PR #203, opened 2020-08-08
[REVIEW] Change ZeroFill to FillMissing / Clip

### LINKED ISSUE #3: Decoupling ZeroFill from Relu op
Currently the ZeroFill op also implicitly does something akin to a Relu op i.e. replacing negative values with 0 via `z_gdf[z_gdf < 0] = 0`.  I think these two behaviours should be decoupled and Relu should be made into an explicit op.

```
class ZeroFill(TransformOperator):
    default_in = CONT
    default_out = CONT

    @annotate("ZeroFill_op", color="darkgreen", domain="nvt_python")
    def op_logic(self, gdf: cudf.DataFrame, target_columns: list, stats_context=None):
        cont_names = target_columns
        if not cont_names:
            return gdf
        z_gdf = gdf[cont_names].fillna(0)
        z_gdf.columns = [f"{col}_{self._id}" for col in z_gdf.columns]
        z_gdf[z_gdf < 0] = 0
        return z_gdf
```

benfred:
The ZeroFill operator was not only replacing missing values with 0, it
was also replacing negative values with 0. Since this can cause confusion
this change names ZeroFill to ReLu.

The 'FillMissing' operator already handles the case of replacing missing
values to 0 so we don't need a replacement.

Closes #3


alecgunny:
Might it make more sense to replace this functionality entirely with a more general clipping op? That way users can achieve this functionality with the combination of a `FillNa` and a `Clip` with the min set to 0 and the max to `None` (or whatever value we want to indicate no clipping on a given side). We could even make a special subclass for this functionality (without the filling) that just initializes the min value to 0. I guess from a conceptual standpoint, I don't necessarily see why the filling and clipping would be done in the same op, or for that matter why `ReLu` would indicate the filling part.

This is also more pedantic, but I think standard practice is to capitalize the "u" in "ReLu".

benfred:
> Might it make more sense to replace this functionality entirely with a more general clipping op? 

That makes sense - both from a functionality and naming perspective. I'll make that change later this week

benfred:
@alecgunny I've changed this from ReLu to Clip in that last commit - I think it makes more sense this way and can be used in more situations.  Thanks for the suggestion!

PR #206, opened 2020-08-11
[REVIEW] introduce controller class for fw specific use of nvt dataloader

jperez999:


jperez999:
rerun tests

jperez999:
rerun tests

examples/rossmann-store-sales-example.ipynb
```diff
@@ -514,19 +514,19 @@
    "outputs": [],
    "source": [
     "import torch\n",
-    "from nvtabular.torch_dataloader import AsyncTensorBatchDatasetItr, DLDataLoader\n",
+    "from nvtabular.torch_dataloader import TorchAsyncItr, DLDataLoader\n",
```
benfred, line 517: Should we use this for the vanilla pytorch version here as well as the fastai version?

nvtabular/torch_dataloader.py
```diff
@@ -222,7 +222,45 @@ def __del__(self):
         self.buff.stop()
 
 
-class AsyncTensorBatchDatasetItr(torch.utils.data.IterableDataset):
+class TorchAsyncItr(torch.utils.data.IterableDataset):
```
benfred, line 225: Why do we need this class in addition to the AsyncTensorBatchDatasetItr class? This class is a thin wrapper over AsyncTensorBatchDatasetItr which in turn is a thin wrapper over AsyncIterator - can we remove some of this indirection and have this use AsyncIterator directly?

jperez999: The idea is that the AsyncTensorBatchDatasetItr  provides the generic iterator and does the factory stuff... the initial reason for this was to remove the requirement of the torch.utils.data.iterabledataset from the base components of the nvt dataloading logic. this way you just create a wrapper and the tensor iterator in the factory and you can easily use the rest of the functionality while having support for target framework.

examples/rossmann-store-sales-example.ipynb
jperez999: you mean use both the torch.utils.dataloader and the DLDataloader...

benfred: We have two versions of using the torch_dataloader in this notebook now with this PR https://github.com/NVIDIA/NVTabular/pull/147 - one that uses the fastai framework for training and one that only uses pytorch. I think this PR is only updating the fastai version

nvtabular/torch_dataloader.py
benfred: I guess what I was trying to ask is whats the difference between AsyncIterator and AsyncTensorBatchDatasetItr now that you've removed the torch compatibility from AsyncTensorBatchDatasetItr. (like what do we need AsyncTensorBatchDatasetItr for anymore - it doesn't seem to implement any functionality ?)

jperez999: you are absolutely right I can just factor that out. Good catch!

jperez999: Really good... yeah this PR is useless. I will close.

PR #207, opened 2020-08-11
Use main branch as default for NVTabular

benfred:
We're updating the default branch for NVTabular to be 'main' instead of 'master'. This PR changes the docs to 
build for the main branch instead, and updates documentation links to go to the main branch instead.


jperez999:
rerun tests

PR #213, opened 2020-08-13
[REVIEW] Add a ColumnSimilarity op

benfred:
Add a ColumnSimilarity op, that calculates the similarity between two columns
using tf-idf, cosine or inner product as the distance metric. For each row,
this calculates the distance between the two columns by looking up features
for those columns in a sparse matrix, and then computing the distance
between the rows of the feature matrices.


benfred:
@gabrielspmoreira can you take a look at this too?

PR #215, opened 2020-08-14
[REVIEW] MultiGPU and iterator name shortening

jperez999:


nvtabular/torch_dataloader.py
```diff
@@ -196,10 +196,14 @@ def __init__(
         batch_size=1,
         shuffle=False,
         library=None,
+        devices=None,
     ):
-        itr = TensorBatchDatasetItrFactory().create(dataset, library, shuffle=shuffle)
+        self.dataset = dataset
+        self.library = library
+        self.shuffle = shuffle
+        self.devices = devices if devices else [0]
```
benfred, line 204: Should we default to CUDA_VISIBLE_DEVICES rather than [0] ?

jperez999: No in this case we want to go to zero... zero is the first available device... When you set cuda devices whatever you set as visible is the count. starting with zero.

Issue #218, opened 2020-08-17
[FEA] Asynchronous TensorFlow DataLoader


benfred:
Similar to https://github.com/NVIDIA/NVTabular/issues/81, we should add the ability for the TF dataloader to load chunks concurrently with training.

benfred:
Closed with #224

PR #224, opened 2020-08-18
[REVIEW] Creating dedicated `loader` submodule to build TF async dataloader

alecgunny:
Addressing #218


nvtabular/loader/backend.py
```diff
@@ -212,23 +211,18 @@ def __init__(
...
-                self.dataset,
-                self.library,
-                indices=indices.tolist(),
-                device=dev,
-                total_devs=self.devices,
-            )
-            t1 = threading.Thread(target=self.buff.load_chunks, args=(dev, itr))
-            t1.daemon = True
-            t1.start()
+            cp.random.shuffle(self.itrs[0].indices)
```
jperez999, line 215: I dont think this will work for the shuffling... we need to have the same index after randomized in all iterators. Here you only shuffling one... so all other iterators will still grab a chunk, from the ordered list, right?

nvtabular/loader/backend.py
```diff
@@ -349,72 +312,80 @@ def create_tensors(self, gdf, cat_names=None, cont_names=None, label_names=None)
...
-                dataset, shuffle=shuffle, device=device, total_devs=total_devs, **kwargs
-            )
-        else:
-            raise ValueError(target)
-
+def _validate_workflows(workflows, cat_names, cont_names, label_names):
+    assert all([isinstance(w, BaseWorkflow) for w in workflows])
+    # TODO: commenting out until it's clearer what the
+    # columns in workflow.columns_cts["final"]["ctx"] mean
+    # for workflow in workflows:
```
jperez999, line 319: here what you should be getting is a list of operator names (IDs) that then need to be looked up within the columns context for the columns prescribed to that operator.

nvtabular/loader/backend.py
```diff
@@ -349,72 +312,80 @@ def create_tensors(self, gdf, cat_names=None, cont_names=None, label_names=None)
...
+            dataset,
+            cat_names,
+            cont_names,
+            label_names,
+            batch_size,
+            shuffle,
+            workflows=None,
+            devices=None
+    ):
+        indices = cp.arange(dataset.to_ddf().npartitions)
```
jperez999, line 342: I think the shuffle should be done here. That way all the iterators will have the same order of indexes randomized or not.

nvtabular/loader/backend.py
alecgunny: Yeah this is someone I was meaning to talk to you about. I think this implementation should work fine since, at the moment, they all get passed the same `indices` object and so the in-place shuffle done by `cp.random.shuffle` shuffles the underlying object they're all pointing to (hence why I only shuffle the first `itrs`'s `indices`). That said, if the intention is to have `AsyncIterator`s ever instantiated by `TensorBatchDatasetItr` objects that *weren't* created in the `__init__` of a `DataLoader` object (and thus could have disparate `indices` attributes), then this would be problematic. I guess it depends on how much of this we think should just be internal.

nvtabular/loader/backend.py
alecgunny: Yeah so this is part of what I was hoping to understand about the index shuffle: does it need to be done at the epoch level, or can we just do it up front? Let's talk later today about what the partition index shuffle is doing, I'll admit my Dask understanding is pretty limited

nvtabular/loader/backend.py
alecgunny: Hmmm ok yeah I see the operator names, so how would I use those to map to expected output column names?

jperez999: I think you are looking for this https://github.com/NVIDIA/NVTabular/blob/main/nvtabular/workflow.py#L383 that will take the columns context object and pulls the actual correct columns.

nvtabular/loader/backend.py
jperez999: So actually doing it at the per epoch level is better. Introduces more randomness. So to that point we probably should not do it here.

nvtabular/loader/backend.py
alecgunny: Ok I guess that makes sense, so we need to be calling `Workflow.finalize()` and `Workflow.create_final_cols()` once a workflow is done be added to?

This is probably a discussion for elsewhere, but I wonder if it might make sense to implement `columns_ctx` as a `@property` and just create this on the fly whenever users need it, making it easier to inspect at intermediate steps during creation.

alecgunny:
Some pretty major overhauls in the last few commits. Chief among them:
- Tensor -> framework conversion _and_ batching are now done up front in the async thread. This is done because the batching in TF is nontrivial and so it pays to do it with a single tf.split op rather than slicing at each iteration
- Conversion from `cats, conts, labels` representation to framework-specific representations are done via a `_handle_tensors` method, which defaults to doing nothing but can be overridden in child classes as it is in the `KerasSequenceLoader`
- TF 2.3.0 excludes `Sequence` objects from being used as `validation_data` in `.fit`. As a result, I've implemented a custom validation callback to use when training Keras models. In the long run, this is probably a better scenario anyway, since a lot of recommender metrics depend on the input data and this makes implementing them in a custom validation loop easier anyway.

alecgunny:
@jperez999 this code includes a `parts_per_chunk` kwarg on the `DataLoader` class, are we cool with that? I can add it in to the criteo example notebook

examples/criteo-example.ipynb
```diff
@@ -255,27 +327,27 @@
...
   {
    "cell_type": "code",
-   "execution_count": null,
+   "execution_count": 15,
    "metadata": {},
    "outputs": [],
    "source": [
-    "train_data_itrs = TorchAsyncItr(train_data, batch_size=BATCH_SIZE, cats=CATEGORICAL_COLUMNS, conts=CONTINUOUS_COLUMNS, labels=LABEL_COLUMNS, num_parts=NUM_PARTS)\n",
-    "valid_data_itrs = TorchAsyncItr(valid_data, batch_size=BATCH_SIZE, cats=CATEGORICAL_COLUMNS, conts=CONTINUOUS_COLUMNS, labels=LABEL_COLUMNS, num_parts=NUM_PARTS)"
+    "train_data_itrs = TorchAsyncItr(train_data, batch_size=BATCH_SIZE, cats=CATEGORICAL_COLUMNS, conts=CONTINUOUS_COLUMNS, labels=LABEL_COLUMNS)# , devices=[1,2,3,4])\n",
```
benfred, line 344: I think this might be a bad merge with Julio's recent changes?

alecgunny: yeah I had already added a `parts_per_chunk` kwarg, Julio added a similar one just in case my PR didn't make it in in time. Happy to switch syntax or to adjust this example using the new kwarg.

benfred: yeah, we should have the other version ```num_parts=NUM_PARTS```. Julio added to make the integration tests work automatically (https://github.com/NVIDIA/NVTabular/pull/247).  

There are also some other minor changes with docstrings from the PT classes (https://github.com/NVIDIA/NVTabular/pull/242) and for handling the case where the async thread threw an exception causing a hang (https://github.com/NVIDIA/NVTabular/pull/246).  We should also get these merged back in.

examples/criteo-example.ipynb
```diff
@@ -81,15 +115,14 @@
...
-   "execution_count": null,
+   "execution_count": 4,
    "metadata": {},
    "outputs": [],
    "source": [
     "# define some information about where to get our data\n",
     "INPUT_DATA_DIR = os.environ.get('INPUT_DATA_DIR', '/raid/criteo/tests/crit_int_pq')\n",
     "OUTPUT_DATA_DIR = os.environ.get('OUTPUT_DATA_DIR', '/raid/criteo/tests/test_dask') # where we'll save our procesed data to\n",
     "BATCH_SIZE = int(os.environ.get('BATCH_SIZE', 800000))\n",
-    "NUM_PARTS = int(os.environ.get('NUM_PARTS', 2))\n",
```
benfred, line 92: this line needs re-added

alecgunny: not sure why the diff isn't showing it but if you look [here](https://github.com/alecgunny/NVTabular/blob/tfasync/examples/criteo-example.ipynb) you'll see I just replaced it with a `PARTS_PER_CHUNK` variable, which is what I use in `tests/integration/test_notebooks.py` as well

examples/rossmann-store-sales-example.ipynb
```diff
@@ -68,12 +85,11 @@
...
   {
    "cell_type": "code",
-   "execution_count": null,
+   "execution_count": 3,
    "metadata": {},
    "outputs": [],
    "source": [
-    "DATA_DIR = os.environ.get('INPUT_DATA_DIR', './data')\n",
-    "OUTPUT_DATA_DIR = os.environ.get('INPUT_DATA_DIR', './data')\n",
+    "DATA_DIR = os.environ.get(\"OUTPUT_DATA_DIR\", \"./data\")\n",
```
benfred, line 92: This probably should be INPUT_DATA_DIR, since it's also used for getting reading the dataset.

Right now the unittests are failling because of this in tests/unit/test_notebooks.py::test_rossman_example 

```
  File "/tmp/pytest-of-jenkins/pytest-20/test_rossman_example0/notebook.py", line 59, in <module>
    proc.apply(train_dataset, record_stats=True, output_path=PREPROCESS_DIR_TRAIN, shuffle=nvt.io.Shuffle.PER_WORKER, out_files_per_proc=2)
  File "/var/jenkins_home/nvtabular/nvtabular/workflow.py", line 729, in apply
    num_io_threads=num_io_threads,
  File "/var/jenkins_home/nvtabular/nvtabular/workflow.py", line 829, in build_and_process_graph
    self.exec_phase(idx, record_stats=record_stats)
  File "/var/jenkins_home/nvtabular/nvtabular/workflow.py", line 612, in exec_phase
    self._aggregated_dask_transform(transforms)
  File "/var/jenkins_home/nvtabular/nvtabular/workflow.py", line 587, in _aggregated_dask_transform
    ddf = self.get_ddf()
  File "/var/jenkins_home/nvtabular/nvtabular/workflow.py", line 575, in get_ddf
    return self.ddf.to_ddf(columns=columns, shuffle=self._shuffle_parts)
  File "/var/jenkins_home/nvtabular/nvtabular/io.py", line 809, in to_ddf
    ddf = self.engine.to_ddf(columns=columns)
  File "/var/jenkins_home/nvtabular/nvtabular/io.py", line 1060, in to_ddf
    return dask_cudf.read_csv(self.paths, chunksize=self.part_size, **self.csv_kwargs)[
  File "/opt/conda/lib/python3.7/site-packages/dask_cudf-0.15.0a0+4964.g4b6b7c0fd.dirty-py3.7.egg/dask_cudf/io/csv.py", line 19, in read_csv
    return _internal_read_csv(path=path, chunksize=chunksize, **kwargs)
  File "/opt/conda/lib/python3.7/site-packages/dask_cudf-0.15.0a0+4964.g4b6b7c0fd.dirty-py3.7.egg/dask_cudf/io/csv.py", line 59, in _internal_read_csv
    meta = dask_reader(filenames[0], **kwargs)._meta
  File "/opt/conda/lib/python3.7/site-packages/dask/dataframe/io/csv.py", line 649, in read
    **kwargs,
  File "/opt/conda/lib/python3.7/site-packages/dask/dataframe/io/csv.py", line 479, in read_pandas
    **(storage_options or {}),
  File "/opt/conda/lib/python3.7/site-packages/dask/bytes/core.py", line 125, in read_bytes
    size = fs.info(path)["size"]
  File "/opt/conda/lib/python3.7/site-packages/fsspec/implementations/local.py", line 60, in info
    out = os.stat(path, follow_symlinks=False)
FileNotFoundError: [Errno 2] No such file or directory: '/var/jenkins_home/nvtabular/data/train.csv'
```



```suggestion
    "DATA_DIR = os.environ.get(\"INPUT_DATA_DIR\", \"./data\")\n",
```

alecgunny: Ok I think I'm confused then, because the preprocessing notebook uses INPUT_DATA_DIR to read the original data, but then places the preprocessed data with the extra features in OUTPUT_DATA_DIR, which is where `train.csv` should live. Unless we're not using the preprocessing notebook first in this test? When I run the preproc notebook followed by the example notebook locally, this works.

* * *

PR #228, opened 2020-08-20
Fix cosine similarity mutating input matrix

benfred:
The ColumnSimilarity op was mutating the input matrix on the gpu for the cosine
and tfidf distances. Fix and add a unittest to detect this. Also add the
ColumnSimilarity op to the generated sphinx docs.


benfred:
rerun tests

ABOUT THIS EXERCISE
Pull out every line of the records above that contains the word "values".

SOLUTION TO THIS EXERCISE
Currently the ZeroFill op also implicitly does something akin to a Relu op i.e. replacing negative values with 0 via `z_gdf[z_gdf < 0] = 0`.  I think these two behaviours should be decoupled and Relu should be made into an explicit op.
The ZeroFill operator was not only replacing missing values with 0, it
was also replacing negative values with 0. Since this can cause confusion
values to 0 so we don't need a replacement.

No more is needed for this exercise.